On Sat, Jan 25, 2025 at 11:27:13PM +1100, duluxoz via Postfix-users wrote:
> So, the internal email domain is used by both servers sending in email
> alerts/reports (to the sys-ops) and by users for internal organisation
> communication. Those users that require external email access also have an
> email account in an externally-facing domain, and usually use the
> appropriate domain when sending email. Occasionally, an internal domain
> email gets accidentally sent out on the Internet, and of course, replies to
> that mis-sent email bounce. So we'd like to stop that from happening (hence
> my Q).
>
> Also occasionally, an internal email user sets up a forwarding to an
> externally-facing domain (still within the organisation/lan - usually their
> externally-facing organisation email), plus sometimes internal emails are
> CC'd to organisation-specific externally facing domains.

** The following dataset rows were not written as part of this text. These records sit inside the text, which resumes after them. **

PR #585, opened 2023-04-19
Experiment gpio overhaul

ithinuel:
It is mostly there.

Remaining tasks:

- [ ] Spi own the pins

So while filtering
> on submission sounds like it might be the way to go, we have to ensure that
> emails to/from user_x@example.internal can still reach use...@example.com,
> etc, but not user_z@somewhere_on_the_internet.com
OK, so submission is not the stage you want to control. What do you
want to do about the internal domain appearing in message headers:
"From:", "To:", "Cc:", "Reply-To:", ...
The access(5) promitives can reject mesages where the envelope sender
is internal, but don't do anything to headers.
You can use "canonical_maps" to rewritie these to the public domain, if
there's a sensible correspodence between a given internal address and
some associated public address. When there isn't, things get more
complicated... Also how much of this policy can be moved to an internal
mailhub, to which mail flows first, before going to the edge gateway.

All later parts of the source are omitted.